Ingredients
Method
- Preheat oven to 175°C (350°F) and line a 12-hole muffin tray with cupcake liners.
- In a large bowl, whisk together plain flour, caster sugar, cocoa powder, baking powder, baking soda, and salt.
- In a separate bowl, whisk eggs, milk, vegetable oil, and vanilla extract until well combined.
- Add the wet ingredients to the dry ingredients and mix until just combined. Do not overmix.
- Slowly pour in the hot water or coffee and stir until the batter is smooth and slightly runny but still thick enough to scoop.
- Divide the batter evenly between cupcake cases, filling each about two-thirds full.
- Bake for 18–22 minutes, or until a skewer inserted into the centre comes out clean.
- Allow cupcakes to cool in the tray for 5 minutes, then transfer to a wire rack to cool completely before decorating.
- To make the buttercream, beat the softened butter until pale and fluffy.

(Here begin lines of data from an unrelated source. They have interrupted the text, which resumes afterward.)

PR #2377, opened 2024-12-10
Fixes #2376 Consolidate invalid project version messages

### LINKED ISSUE #2376: Consolidate invalid project version messages

rwmcintosh:
Fixes #2376

# Description
There are currently separate implementations of this message in PK-Sim and MoBi. They are the same, but it makes sense only to define it once.

Also, this changes the message to add the display versions to the message where possible.

## Type of change
purely caption

image

image

# Questions (if appropriate):

### DIFF
--- a/src/OSPSuite.Assets/UIConstants.cs
+++ b/src/OSPSuite.Assets/UIConstants.cs
@@ -1374,21 +1374,17 @@ namespace OSPSuite.Assets
 
       private static string projectNameAndVersionAsString(string versionDisplay, int version) => $"V{versionDisplay} {numberDisplay(version)}";
 
-      public static string ProjectVersionCannotBeLoaded(int projectVersion, 
-         string oldestSupportedDisplayVersion, int oldestSupportedVersion, 
-         string currentSupportedDisplayVersion,int currentSupportedVersion,
-         bool projectIsTooOld, 
+      public static string ProjectVersionCannotBeLoaded(
+         int projectVersion, 
+         string oldestSupportedDisplayVersion, 
+         int oldestSupportedVersion, 
+         string currentSupportedDisplayVersion,
+         int currentSupportedVersion,
          string downloadUrl)
       {
          var compositeOldestVersion = projectNameAndVersionAsString(oldestSupportedDisplayVersion, oldestSupportedVersion);
          var compositeCurrentVersion = projectNameAndVersionAsString(currentSupportedDisplayVersion, currentSupportedVersion);
          var preamble = $"This application is compatible with projects created between {compositeOldestVersion} and {compositeCurrentVersion}";
-         if (projectIsTooOld)
-         {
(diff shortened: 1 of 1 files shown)


msevestre:
the range is kind of weird. Where does the max comes from?

src/OSPSuite.Assets/UIConstants.cs
```diff
@@ -1369,6 +1369,36 @@ public static class DeviationLines
...
          }
       }
+
+      private static string numberDisplay(int version) => $"(#{version})";
+
+      private static string projectNameAndVersionAsString(string versionDisplay, int version) => $"V{versionDisplay} {numberDisplay(version)}";
+
+      public static string ProjectVersionCannotBeLoaded(int projectVersion, 
+         string oldestSupportedDisplayVersion, int oldestSupportedVersion, 
+         string currentSupportedDisplayVersion,int currentSupportedVersion,
```
msevestre, line 1379: some resharper goodness required here to format

src/OSPSuite.Assets/UIConstants.cs
```diff
@@ -1369,6 +1369,36 @@ public static class DeviationLines
...
+         }
+
+         if (projectVersion > currentSupportedVersion)
+         {
+            return $"{preamble}.\n\n" +
+                   $"The version of this project {numberDisplay(projectVersion)} is newer and cannot be loaded.\n\n" +
+                   $"Visit our download page at {downloadUrl}";
+         }
+
+         return $"Work in progress.\nThis project file is too old {numberDisplay(projectVersion)} and cannot be loaded.\nSorry :-(";
```
msevestre, line 1400: should that be gone and the 1387 to 1390 be the default?

src/OSPSuite.Assets/UIConstants.cs
```diff
@@ -1369,6 +1369,36 @@ public static class DeviationLines
...
       }
+
+      private static string numberDisplay(int version) => $"(#{version})";
+
+      private static string projectNameAndVersionAsString(string versionDisplay, int version) => $"V{versionDisplay} {numberDisplay(version)}";
+
+      public static string ProjectVersionCannotBeLoaded(int projectVersion, 
+         string oldestSupportedDisplayVersion, int oldestSupportedVersion, 
+         string currentSupportedDisplayVersion,int currentSupportedVersion,
+         bool projectIsTooOld,
```
msevestre, line 1380: why do we need this flag ? isn it projectVersion < oldestSupportedVersion ?

msevestre (changes requested):
some questions

src/OSPSuite.Assets/UIConstants.cs
rwmcintosh: Yeah, I don't think this can ever be seen. Especially if the too old flag is removed.

PR #2459, opened 2025-03-31
#2388 Mobi stops working when trying to load huge file observed data

### LINKED ISSUE #2388: MoBi stops working when trying to add observed data
Happens both in 11.3 and 12.0:
when trying to add observed data set from this file, MoBi freezes forever (killed after 20 minutes waiting)
[02_ObsDataPK_OSP.xlsx](https://github.com/user-attachments/files/18361805/02_ObsDataPK_OSP.xlsx)

benjaperez1983:
Fixes #2388 

# Description

Add Working indicator when large volume of data is importing, since the app is not crashing but rather taking too long to load.

## Type of change

# How Has This Been Tested?

- [ ] Integration tests
- [ ] Unit tests
- [x] Manual tests 
- [ ] No tests required

# Reviewer checklist

image

image

# Questions (if appropriate):


PavelBal:
Can the user cancel the action? If not, let's try to do it.

E.g., after clicking on "load", show a window "Processing observed data" with "Cancel" button.

msevestre:
This can't be canceled at the moment so I won't review if @PavelBal's stuff is required

rwmcintosh:
@benjaperez1983 can you add a new screenshot? I think the screenshot in the description was the old one.

src/OSPSuite.Core/Services/IHeavyWorkManager.cs
```diff
@@ -19,15 +20,15 @@ public interface IHeavyWorkManager
       ///    action was canceled
       /// </summary>
       /// <param name="heavyWorkAction">Action that need to be performed</param>
-      bool Start(Action heavyWorkAction);
+      bool Start(Action heavyWorkAction, CancellationTokenSource cts = default);
```
rwmcintosh, line 23: Given that the other param is described in the XML comment the new one has to be described too otherwise it's a compiler warning

src/OSPSuite.Core/Services/IHeavyWorkManager.cs
```diff
@@ -19,15 +20,15 @@ public interface IHeavyWorkManager
...
 
       /// <summary>
       ///    run the heavy work action. Returns true if the action ran successfully, and false, if an exception was thrown or the
       ///    action was canceled
       /// </summary>
       /// <param name="heavyWorkAction">Action that need to be performed</param>
       /// <param name="caption">Caption that will be displayed</param>
-      bool Start(Action heavyWorkAction, string caption);
+      bool Start(Action heavyWorkAction, string caption, CancellationTokenSource cts = default);
```
rwmcintosh, line 31: here too

src/OSPSuite.Core/Services/IHeavyWorkManager.cs
rwmcintosh, line 23: Given that the other param is described in the XML comment the new one has to be described too otherwise it's a compiler warning

src/OSPSuite.Core/Services/IHeavyWorkManager.cs
rwmcintosh, line 31: here too

src/OSPSuite.Presentation/PresentationRegister.cs
```diff
@@ -84,6 +80,10 @@ public override void RegisterInContainer(IContainer container)
          container.Register<ChartEditorAndDisplaySettings, ChartEditorAndDisplaySettings>();
          container.Register<ChartEditorSettings, ChartEditorSettings>();
          container.Register<ChartPresenterContext, ChartPresenterContext>();
+         // These registrations need to be provided since
+         // the Factory needs the actual Implementation now, not the Interface.
+         container.Register<HeavyWorkPresenter, HeavyWorkPresenter>();
+         container.Register<HeavyWorkCancellablePresenter, HeavyWorkCancellablePresenter>();
```
rwmcintosh, line 86: If the factory does it's work using interface, then it should be fine to not register explicitly and instead rely on convention

```
         if (supportsCancellation)
            return Create<IHeavyWorkCancellablePresenter>();  
         return Create<IHeavyWorkPresenter>();  
```

src/OSPSuite.Presentation/Presenters/IHeavyWorkPresenterFactory.cs
```diff
@@ -5,13 +5,18 @@ namespace OSPSuite.Presentation.Presenters
...
+   public class HeavyWorkPresenterFactory : DynamicFactory<IHeavyWorkPresenter>, IHeavyWorkPresenterFactory
    {
-      public HeavyWorkPresenterFactory(IContainer container) : base(container)
+      public HeavyWorkPresenterFactory(IContainer container) : base(container) { }
+
+      public IHeavyWorkPresenter Create(bool supportsCancellation = false)
       {
+         if (supportsCancellation)
+            return Create<HeavyWorkCancellablePresenter>();  
+         return Create<HeavyWorkPresenter>();
```
rwmcintosh, line 19: use `Create<IHeavy...>`?

tests/OSPSuite.Presentation.Tests/Presentation/HeavyWorkManagerSpecs.cs
```diff
@@ -133,5 +135,43 @@ public void should_dispose_of_the_presenter_when_the_action_is_completed()
       {
          A.CallTo(() => _heavyWorkPresenter.Dispose()).MustHaveHappened();
       }
+
+      public class When_the_heavy_work_manager_is_starting_an_action : concern_for_HeavyWorkManager
+      {
+         private Action _action;
```
rwmcintosh, line 141: This is never assigned. You can use an anonymous action inline instead `() => { }`

src/OSPSuite.R/RRegister.cs
```diff
@@ -41,7 +46,13 @@ public override void RegisterInContainer(IContainer container)
          container.Register<SimulationBatch, SimulationBatch>();
          container.Register<ISimulationBatchFactory, SimulationBatchFactory>();
          container.Register<IObjectTypeResolver, RObjectTypeResolver>();
-
+         container.Register<HeavyWorkManager, HeavyWorkManager>();
+         container.Register<IHeavyWorkManager, HeavyWorkManager>();
+         container.Register<IHeavyWorkPresenterFactory, HeavyWorkPresenterFactory>();
+         container.Register<HeavyWorkPresenter, HeavyWorkPresenter>();
+         container.Register<HeavyWorkCancellablePresenter, HeavyWorkCancellablePresenter>();
+         container.Register<IHeavyWorkCancellableView, HeavyWorkCancellableView>();
```
rwmcintosh, line 54: After the changes to the `HeavyWorkPresenterFactory` remove these registrations and remove the project references. If there are IoC failures we'll need to find another way to solve that failure because we can't add the ProjectReferences to support this.

src/OSPSuite.R/OSPSuite.R.csproj
```diff
@@ -27,6 +27,8 @@
     <ProjectReference Include="..\OSPSuite.Infrastructure.Autofac\OSPSuite.Infrastructure.Autofac.csproj" />
     <ProjectReference Include="..\OSPSuite.Infrastructure.Import\OSPSuite.Infrastructure.Import.csproj" />
     <ProjectReference Include="..\OSPSuite.Infrastructure\OSPSuite.Infrastructure.csproj" />
+    <ProjectReference Include="..\OSPSuite.Presentation\OSPSuite.Presentation.csproj" />
+    <ProjectReference Include="..\OSPSuite.UI\OSPSuite.UI.csproj" />
```
rwmcintosh, line 31: We can't add these. That means that the UI and presentation project are required for R but that should not be the case. R should not need access to any of that.

rwmcintosh (changes requested):

rwmcintosh:
image

Can you implement the view with a `UxLayouControl` since it now has more than one item?

Then, it's worthwhile to make it look the same as if there is no cancel button and only show the border and extra space if the cancel button is shown.

rwmcintosh:
We had removed all the padding when we added the UxLayouControl, but I think if the dialog is going to show the borders, then we need to add it back. What do you think?

image

I just searched for a simple one with cancel.
image

if we get the controls off the border I think that will help.

src/OSPSuite.UI/Views/HeavyWorkView.cs
```diff
@@ -47,5 +74,10 @@ public bool Canceled
       public bool ExtraEnabled { get; set; }
       public bool ExtraVisible { get; set; }
       public bool CancelVisible { get; set; }
+
+      private void btnCancel_click()
```
rwmcintosh, line 78: don't use the convention of `_` in the events. I know it's the default.

rwmcintosh (approved):
Just rename that forms click event handler.

rwmcintosh (approved):

src/OSPSuite.R/MinimalImplementations/HeavyWorkManager.cs
```diff
@@ -0,0 +1,41 @@
...
+   }
+
+   public class HeavyWorkManagerFailingForSpecs : HeavyWorkManager
+   {
+      public override bool Start(Action heavyWorkAction, string caption, CancellationTokenSource cts = default)
+      {
+         base.Start(heavyWorkAction, caption);
+         return false;
+      }
+   }
```
Yuri05, line 39: Why do we need this here?

rwmcintosh: We don't

Yuri05 (approved):

PR #2521, opened 2025-05-16
Fixes #2520 Add snapshot as string to a module

### LINKED ISSUE #2520: Add snapshot as string to a module

rwmcintosh:
Fixes #2520

# Description
Allow the transfer of snapshot as string

## Type of change

# How Has This Been Tested?

- [x] Integration tests
- [x] Unit tests
- [x] Manual tests 
- [ ] No tests required

# Reviewer checklist

# Questions (if appropriate):


src/OSPSuite.Core/Domain/Module.cs
```diff
@@ -44,6 +45,15 @@ public class Module : ObjectBase, IEnumerable<IBuildingBlock>
       /// </summary>
       public bool IsPKSimModule { get; set; }
 
+      /// <summary>
+      /// Holds a snapshot of everything required to recreate the module in PK-sim
+      /// </summary>
+      public string Snapshot
+      {
+         set => _snapshot = value;
+         get => !IsPKSimModule ? string.Empty : _snapshot;
```
rwmcintosh, line 54: I left this as a hidden snapshot when the module is modified. If the user reverts the change, the snapshot will once again be available, if the project is closed and opened, then the snapshot mapping will be removed by the serialization cycle.

src/OSPSuite.Core/Domain/Services/ParameterValuesCreator.cs
rwmcintosh, line 1: Unrelated to the change. Just a cleanup

src/OSPSuite.Core/Serialization/Xml/ModuleXmlSerializer.cs
```diff
@@ -13,5 +14,21 @@ public override void PerformMapping()
...
+
+      protected override XElement TypedSerialize(Module objectToSerialize, SerializationContext context)
+      {
+         base.TypedSerialize(objectToSerialize, context);
+         var element =  base.TypedSerialize(objectToSerialize, context);
+         var snapShot = new XElement("Snapshot", objectToSerialize.Snapshot);
+         element.Add(snapShot);
+
+         return element;
+      }
```
rwmcintosh, line 32: Not sure here, When I add this as `Map(x => x.Snapshot)` then he whole base64 encoded string appears as an attribute.
This creates a separate element for it.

- Gradually add icing sugar, vanilla extract, and milk, beating until smooth and thick.
- Divide buttercream into bowls and colour each with gel food colouring.
- Pipe buttercream onto cooled cupcakes using a star or grass piping tip to create a “monster fur” effect.
- Immediately decorate with candy eyes, sprinkles, marshmallows, chocolate chips, or pretzel horns before the frosting sets.
- Serve and enjoy your Monster Cupcakes.
Notes
These Monster Cupcakes are designed to be simple, flexible, and fun, so don’t worry about perfect piping or identical decorations—each cupcake is meant to look unique.
For best results, always use room temperature ingredients, especially eggs and milk, as this helps create a smoother batter and more even rise.
The hot water or coffee in the batter helps enhance the chocolate flavour and keeps the cupcakes moist, but the batter should still remain thick and scoopable, not watery.
Gel food colouring is recommended for the buttercream as it gives stronger, more vibrant monster colours without thinning the frosting.
Make sure cupcakes are completely cooled before decorating to prevent the buttercream from melting or sliding off.
Decorations can be customised based on what you have available, making this a great “use what you’ve got” Halloween recipe.
These cupcakes are best served fresh but can be made ahead and decorated on the day of serving for maximum visual impact.